I’m also telling myself that I need to get as much rest as I can, while I can, because the next few weeks are going to be difficult, and opportunities for proper relaxation might be limited. But why do I feel this immense guilt for sitting still? Yesterday morning I stayed in bed for a couple of hours afer I woke up (I can’t REMEMBER the last time I did that), but even though I told myself this was the best possible use of my time, I was still constantly battling with the guilt. And although I’ll be partly relieved if I get a lift to the border, I’ll feel guilty as well.

Ah well, it’s too late to leave now. Looks like I have one more day’s holiday.

So I spent a leisurely day in Akbar’s courtyard, and found I was perfectly happy just to Sit Still and Do Nothing. After an hour or so I was joined by Michael and Anna, the smart Austrian couple who’d turned up the previous evening (it being a small world, or perhaps just a narrow road, they had heard about me from Bert and Thijs, whom they’d run into in Dogubeyazit the previous week), and we passed the morning swapping stories of our journeys to date and the lives we’d left behind, realising in the process that we got on far better than I do with most travellers I meet – often, once the initial enthusiasm of meeting another cyclist/foreigner has died down, you’ll find you have little in common, and the conversation dries up very quickly.

Michael and Anna had recently quit their high-flying jobs in finance and consultancy, and were driving to South Africa, via India, where they planned to ship the Landcruiser from Bombay to somewhere on Africa’s east coast. Unlike me, they had spent the last few years travelling extensively whenever they got the chance, and I was given extremely detailed advice for the entire length of South America. (This is already one of the legs I’m most excited about, and one of the reasons I’m determined to hang on through whatever the rest of Asia throws at me.)

I was fascinated by the differences between their expedition and mine – and for that matter, their lives and mine. In a slightly different world, I too might have ended up in a cushy Oxbridge milkround job, telling myself it was only for a few years, but finding it harder and harder to let go – and then finally escaping in my late twenties, just before children and responsibility would mean I was stuck forever.
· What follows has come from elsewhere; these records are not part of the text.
PR #749, opened 2026-08-26
feat: add native object table read support

shyjsarah:
## Summary

Add native, read-only Object Table support to Paimon Rust and the DataFusion integration. The implementation follows Paimon Java's fixed Object Table schema and path semantics, so Object Tables no longer require an externally registered table engine for reads.

## Changes

- Add `ObjectTable` and `ObjectEntry` with the Java-compatible fixed schema: `path`, `name`, `length`, `mtime`, `atime`, and `owner`.
- Align creation with Java behavior:
  - ignore user-defined fields and persist the fixed six-column schema
  - default a missing or blank `path` to the catalog table directory
  - preserve an explicit non-empty `path`
  - load legacy filesystem metadata without `path` from the table directory
- Recursively expose object metadata with relative paths through a lazy OpenDAL stream.
- Execute DataFusion Object Table scans with `StreamingTableExec`:
  - defer recursive listing from planning to execution
  - emit bounded `RecordBatch`es using the session batch size
  - construct only columns requested by the pushed projection
  - avoid global sorting in the scan; explicit SQL `ORDER BY` remains a DataFusion operator
  - stop polling after K files for pushed `LIMIT K` queries without `ORDER BY`
  - do not preallocate memory from an untrusted SQL limit
- Route Object Tables natively from filesystem and REST catalogs.
  - Build filesystem I/O from the Object Table's own path, including cross-scheme locations.
  - Use `GetTableResponse.path` for REST Object Tables, matching Paimon Java and preserving REST data-token handling.
- Add a DataFusion table provider with projection-aware, bounded-memory streaming and limit support.
- Keep Object Tables read-only and reject branches, time travel, and writes.
- Mark the new `LoadedTable` API `#[non_exhaustive]` before its first v0.4 publication so future native table kinds do not repeatedly break downstream exhaustive matches.
- Keep non-native table types on the existing external table-engine path.

## Testing

- [x] `cargo +1.98.0 clippy --locked -p paimon -p paimon-datafusion --all-targets --features fulltext,vortex -- -D warnings`
- [x] `cargo test -p paimon-datafusion --test object_table`
- [x] `cargo test -p paimon-datafusion --test table_type_routing`
- [x] object-table filesystem creation/default-path/legacy-path unit tests
- [x] limited listing stops polling after K files
- [x] a huge limit on an empty location does not preallocate or panic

Although I consider this kind of career path the opposite end of the scale from where I’ve ended up, maybe it isn’t so far away after all. I find myself drawn to people like Michael and Anna, partly because they’re of the same mould as many of my university friends who did end up working in the City, and partly because, despite the superficial differences in our lifestyles, we’re from the same social and educational background, we have similar outlooks, and we’ve enjoyed the same breadth of opportunity, even if we took advantage of it in drastically different ways.

We said our goodbyes that evening. I now had to cover the 300km to Zahedan in only two days, so needed to make an early start. They would be driving the entire distance in just a few hours, so could afford a lie-in.